Once more Goodbye and Goodnight; try to imagine I have said it as when I am with you and sleep and dream happily, Belovéd, the Best of All Women.
(c) DearestBeloved 2009
Dec. 18 1917
Sweetheart,
I don’t think that this is going to be a proper note; it may turn out to be, but it doesn’t feel so now. I want to tell you something which will not keep. You remember the letters I showed you that Harold wrote to me in the summer when he said “Get a girl” and what I should find; you remember what he said in his congratulatory letter, when you said I did not experience all that he said, I want to tell you just this; his words did not express one half of what I have found; you fill up all that wants filling up, you have turned life from a grey affair into happiness and strength; in fact, I could write many things but perhaps I may quote from those letters and say that in the best sense you are all in all.

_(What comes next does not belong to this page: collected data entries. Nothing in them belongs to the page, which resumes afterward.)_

PR #281, opened 2020-11-02
Add validation  to the repeater field

jwinding:
## Feature description
Enables validation handling on the inputs inside the repeater input component.

## Solution description
Adds logic inside the formActions to handle the repeater case. Adds logic for handling the error object in the repeater component, and some styling to show a red border on error to the RepeaterListItem component. 

## How to test the fix?
Load the test form, and enter wrong things inside the repeater inputs, i.e. characters inside the number field, or touching and then leaving the personalnumber field blank etc.

As a side note, the personal number rule as written doesn't work as intended, so we need to write a working rule for personal numbers.

No.

No.

Yes.

### DIFF
--- a/source/components/molecules/RepeaterField/RepeaterField.tsx
+++ b/source/components/molecules/RepeaterField/RepeaterField.tsx
@@ -18,19 +18,20 @@ interface Props {
   value: string | Record<string, string | number>[];
   onChange: (answers: Record<string, any> | string | number, fieldId?: string) => void;
   color: string;
+  error?: Record<string, {isValid: boolean, validationMessage: string}>[];
 }
 const emptyInput: Record<string, string | number>[] = [];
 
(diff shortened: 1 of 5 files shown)


dannil76 (commented):
Test how?
Storybook?
Need more info

jwinding:
> Test how?
> Storybook?
> Need more info

Because of how the validation work (it's triggered inside the Form, not the component), there's a little bit of work to enable it in a story, so I was referring to a handy test form in the develop database, where all our components can be tested with validation and summary. But this was just me being too lazy, so now I added validation to the repeater story, so it can be tested there as well, with a few different validation rules.

jonatanhanson (approved):

TeddyAndersson (approved):
Looks good and works fine in my environment (y)

PR #283, opened 2020-11-02
Remove a lot of components

jwinding:
This might be too drastic, so please protest, but as I was looking through our component library, there was a lot there that we don't use. So this PR removes a whole bunch of unused components, all the ones related to Chat, and a few older input components that we do not use. If we eventually need chat, we can add them back then. 

Also some components were only being used in Step, so I moved them into the Step folder, as they don't really belong in the general component library. 

Renamed FieldLabel => Label. 
This does not touch the problem of the way too many list components.

To test, just rebuild and check that the app and forms work. Probably have to restart the metro bundler; I was running into some cache problems.


TeddyAndersson:
Once again @jwinding please make smaller PR'S <3
Rather see one PR for each change request, because this is really hard to grasp. I do however give you kudos for the cleanup! It was indeed needed 👍

TeddyAndersson:
Not sure how to handle components that are being used less, we have been following the atomic design pattern for categorize the components. This pattern is however clearly broken, mostly due to no documentation. But would love to see that we keep following the atomic design pattern. https://atomicdesign.bradfrost.com

TeddyAndersson:
> Not sure how to handle components that are being used less, we have been following the atomic design pattern for categorize the components. This pattern is however clearly broken, mostly due to no documentation. But would love to see that we keep following the atomic design pattern. https://atomicdesign.bradfrost.com

Referring to the move of components that only relates to steps. StepDescription could in general be renamed to Article or something and be used elsewhere if needed :)

jonatanhanson:
Everything seems to work as before so thats good. If we need anything regarding the chat we can always get it back later so I think it can be removed. 
Agreeing with @TeddyAndersson it would be nice if the app follows atomic design pattern again, but that should maybe be a new task?

jwinding:
> Once again @jwinding please make smaller PR'S <3
> Rather see one PR for each change request, because this is really hard to grasp. I do however give you kudos for the cleanup! It was indeed needed 👍

Yeah, I'm sorry about that, I keep making these huge PRs.. The huge majority of this one is however deleted files, and the rest is removing or renaming imports, and the renaming FieldLabel -> Label, so hopefully it's not too hard to grasp what is happening. 

>Referring to the move of components that only relates to steps. StepDescription could in general be renamed to Article or something and be used elsewhere if needed :)

I have to admit that I don't really know Atomic design, more than at a very rudimentary level. If you think it's wrong to move these components, we can totally undo it: the main point here was to remove unused things, not to reorganize. Again, it should have been multiple PRs, sorry.

jonatanhanson (approved):

TeddyAndersson:
> > Once again @jwinding please make smaller PR'S <3
> > Rather see one PR for each change request, because this is really hard to grasp. I do however give you kudos for the cleanup! It was indeed needed 👍
> 
> Yeah, I'm sorry about that, I keep making these huge PRs.. The huge majority of this one is however deleted files, and the rest is removing or renaming imports, and the renaming FieldLabel -> Label, so hopefully it's not too hard to grasp what is happening.
> 
> > Referring to the move of components that only relates to steps. StepDescription could in general be renamed to Article or something and be used elsewhere if needed :)
> 
> I have to admit that I don't really know Atomic design, more than at a very rudimentary level. If you think it's wrong to move these components, we can totally undo it: the main point here was to remove unused things, not to reorganize. Again, it should have been multiple PRs, sorry.

Will keep nudging you, myself and the rest of the team with improved PR's. We can all be better at it! :D
@jonatanhanson agree with you better to create a new task for atomic design pattern, since it's probably need some more structural work (y)

TeddyAndersson (approved):
Again good work with cleanup (y)

PR #284, opened 2020-11-03
Feat/summary list styling

jwinding:
## Feature description
Styles the summary list according to design, and adds the functionality of an edit-button.

## Solution description
Changes the GroupedList component to use the Fieldset component in the same was as its used in the EditableList, and adds the ability to toggle between editable and not. Changes the SummaryListItem to incorporate the new styling, and the non-editable mode, again very similar to EditableList. 

Also some minor changes to type the GroupedList component. 

## Possible refactoring
There's a bit of repeating ourselves going on here, and we should probably refactor a bit to reduce it. The GroupedList can be made into a more general list component, allowing for both grouping and not, and then the editable list and summary list can be two different ways of using it.

## How to test the feature?
Load the test form, and enter some things so that the summary list appears. Or use the storybook. 

No.

No.

Yes.


jonatanhanson:
Looks good but I found two differences in the design that I have marked with red circles in the attached image.
Screenshot 2020-11-03 at 13 17 23

jonatanhanson (changes requested):
Looks good but I found two differences in the design that I have marked with red circles in the attached image.
Screenshot 2020-11-03 at 13 17 23

source/components/molecules/GroupedList/GroupedList.tsx
```diff
@@ -0,0 +1,125 @@
...
+import { View, LayoutAnimation } from 'react-native';
+import PropTypes from 'prop-types';
+import styled from 'styled-components/native';
+import { FieldLabel, Text, Fieldset, Button } from 'source/components/atoms';
+import theme from '../../../styles/theme';
+import { colorPalette } from '../../../styles/palette';
+
+const FieldsetButton = styled(Button)`
+  margin-left: 26px;
+`;
```
TeddyAndersson, line 11: Will make sure to move this component to be apart of the Fieldset component, since we are using it at several occasions at this point (y)

TeddyAndersson: Same implementation but as an export on Fieldset

source/components/organisms/SummaryList/SummaryListItem.tsx
```diff
@@ -105,28 +124,34 @@ const SummaryListItem: React.FC<Props> = ({
...
             textAlign="right"
-            value={value}
+            value={value as string}
             onChangeText={changeFromInput}
+            editable={editable}
           />
         );
     }
   };
+  const colorSchema = Object.keys(colorPalette).includes(color) ? color : 'blue';
```
TeddyAndersson, line 141: Some sort of TODO comment here would be good, since we probably want to replace the color prop in the future. But i do think it's valid to keep the prop at this stage just to not mess around to much (y)

TeddyAndersson (commented):
Will test this also before approval :)
Added som minor minor comments :)

TeddyAndersson:
The implementation does not match the design, the placement of the removal/delete icon should be outside of the "input" area. 
Screen Shot 2020-11-03 at 14 51 33
Screen Shot 2020-11-03 at 14 51 12

TeddyAndersson:
> Looks good but I found two differences in the design that I have marked with red circles in the attached image.
> Screenshot 2020-11-03 at 13 17 23

Look at this instead, much better than my imgs. Totally missed this :P

source/components/molecules/GroupedList/GroupedList.tsx
jwinding: I did this.

source/components/organisms/SummaryList/SummaryListItem.tsx
jwinding: Added.

jwinding:
Fixed the mismatched design, and did some other minor fixes.

TeddyAndersson:
This is not critics to you jacob but to how we use rebase. We need to have a better understanding/documentation of how rebase works or switch back to a normal merge, because PR's like this with tracing commits makes it super hard to review them. @dannil76 @zilaei @jonatanhanson @jwinding

source/components/molecules/GroupedList/GroupedList.tsx
```diff
@@ -23,14 +23,30 @@ const ListBodyFieldLabel = styled(Label)`
   margin-top: 5px;
 `;
```
TeddyAndersson, line 24: I don't mind these changes, but i would rather have them as a fix PR. In general i would say that the smaller a PR is the easier it is to review, and makes it easier to get things from review to done. Trying to improve this myself aswell (y)

A good overview of how to think of PR's [https://www.atlassian.com/blog/git/written-unwritten-guide-pull-requests](can be found here)

TeddyAndersson (commented):
Just a thought on fixes and smaller PR's (y)

TeddyAndersson:
To fix conflicts rebase dev to your local branch and force push the local branch to this branch (y)

jwinding:
I still apparently fail at git; so it's nice to have Teddy come in and rescue the situation, because what he described in the last comment was exactly what I wanted to do, but I messed something upp which caused all the 'trailing' commits to be added, making a mess of things. But that's fixed now, and I think I've fixed the other issues. 

And yeah, smaller more focused PRs is for sure a thing for me to work on; it's just not always so easy.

Your ideas of the Home Beautiful show these things more and more; your ideas are beautiful and I know the results will be. They are just what I should like and I might go one further step and say that in addition to dark polished floors, I should like dark furniture, those round oak tables, in fact many of such things are as to be seen in your favourite shop, Baker’s. I think when the time comes you and I shall have to go there together and choose what we should like, but that must wait, although there is no reason why we should not put our dreams into some sort of tangible shape.
Dearest, I shall not attempt too many things, so do not worry about expressing your ideas of the perfect home. It is my duty both to country and family to garden now, and if as I do it, I think I am doing it to help you, to help us in our aims, it will make it pleasanter and I think I shall do it better. For the present, I think I can do little more, so I shall not attempt to fill any of those parts which you suggest.
I am pleased to have you say that you do find me affectionate; it may be Gladys did not, because she repulsed me. I hope you will always find me so, and as I said on Sunday, I hope we shall be “Sweethearts” “till death do us part”.
Goodbye, Belovéd, my Best of Women, how you conjure up happy thoughts of the days when the night will not end with Goodbye. I fear sometimes I am very very unworthy of you, your love and all your nobility, but I feel I am getting higher, and it is you who have raised.
Once more Goodbye and Goodnight; try to imagine I have said it as when I am with you and sleep and dream happily, Belovéd, the Best of All Women.